PR #1935, opened 2017-01-04
Add Fee Scheme Manager to determine which fee scheme version to use

stephenrichards:
The FeeSchemeManager class provides a central point in which to decide which fee scheme to use.

Whilst the new fee scheme is under development, on gamma, it will only ever return the old fee scheme, :afgs_v9 or :lgfs_v6, otherwise it takes the earliest reporder date into account

### DIFF
--- a/app/models/claim/base_claim.rb
+++ b/app/models/claim/base_claim.rb
@@ -285,6 +285,10 @@ module Claim
       end.first
     end
 
+    def earliest_representation_order_date
+      earliest_representation_order.try(:representation_order_date)
+    end
+
     def evidence_doc_types
       DocType.find_by_ids(evidence_checklist_ids)
     end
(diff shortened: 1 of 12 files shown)


app/models/claim/base_claim.rb
```diff
@@ -285,6 +285,10 @@ def earliest_representation_order
       end.first
     end
 
+    def earliest_representation_order_date
+      earliest_representation_order.try(:representation_order_date)
```
jsugarman, line 289: do you know in ruby 2.3.1+ you can use &.method as an alternative to .try(:method) 
e.g.
```
earliest_representation_order&.representation_order_date
```

jsugarman:
👍  LGTM..and brings back memories.

app/models/claim/base_claim.rb
jsugarman: since 2.3.0+ actually
http://mitrev.net/ruby/2015/11/13/the-operator-in-ruby/

PR #1937, opened 2017-01-06
Unarchive to deal with previous versions with nil vat totals

stephenrichards:
The unarchive controller action does not unarchive by changing the state of the claim, but by reinstating the previous version of the record from the paper_trail gem's versions table.  This can lead to claim records being reinstated with nils in the fees_vat, expenses_vat, disbursement_vat fields.  This PR ensures that those fields are set to 0.0 if nil.


slorek:
Can this not be achieved by changing the DB schema to not allow `nil` values on those columns and default to `0.0` instead?

slorek (approved):

PR #1940, opened 2017-01-06
Enable case sensitivity on email addresses

stephenrichards:


slorek (commented):
Need to understand what issue this is fixing. This could result in some extra frustration for users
--------
WORK TASK => Make a verbatim copy of every entry shown above.

COMPLETED TASK =>
PR #1935, opened 2017-01-04
Add Fee Scheme Manager to determine which fee scheme version to use

stephenrichards:
The FeeSchemeManager class provides a central point in which to decide which fee scheme to use.

Whilst the new fee scheme is under development, on gamma, it will only ever return the old fee scheme, :afgs_v9 or :lgfs_v6, otherwise it takes the earliest reporder date into account

### DIFF
--- a/app/models/claim/base_claim.rb
+++ b/app/models/claim/base_claim.rb
@@ -285,6 +285,10 @@ module Claim
       end.first
     end
 
+    def earliest_representation_order_date
+      earliest_representation_order.try(:representation_order_date)
+    end
+
     def evidence_doc_types
       DocType.find_by_ids(evidence_checklist_ids)
     end
(diff shortened: 1 of 12 files shown)


app/models/claim/base_claim.rb
```diff
@@ -285,6 +285,10 @@ def earliest_representation_order
       end.first
     end
 
+    def earliest_representation_order_date
+      earliest_representation_order.try(:representation_order_date)
```
jsugarman, line 289: do you know in ruby 2.3.1+ you can use &.method as an alternative to .try(:method) 
e.g.
```
earliest_representation_order&.representation_order_date
```

jsugarman:
👍  LGTM..and brings back memories.

app/models/claim/base_claim.rb
jsugarman: since 2.3.0+ actually
http://mitrev.net/ruby/2015/11/13/the-operator-in-ruby/

PR #1937, opened 2017-01-06
Unarchive to deal with previous versions with nil vat totals

stephenrichards:
The unarchive controller action does not unarchive by changing the state of the claim, but by reinstating the previous version of the record from the paper_trail gem's versions table.  This can lead to claim records being reinstated with nils in the fees_vat, expenses_vat, disbursement_vat fields.  This PR ensures that those fields are set to 0.0 if nil.


slorek:
Can this not be achieved by changing the DB schema to not allow `nil` values on those columns and default to `0.0` instead?

slorek (approved):

PR #1940, opened 2017-01-06
Enable case sensitivity on email addresses

stephenrichards:


slorek (commented):
Need to understand what issue this is fixing. This could result in some extra frustration for users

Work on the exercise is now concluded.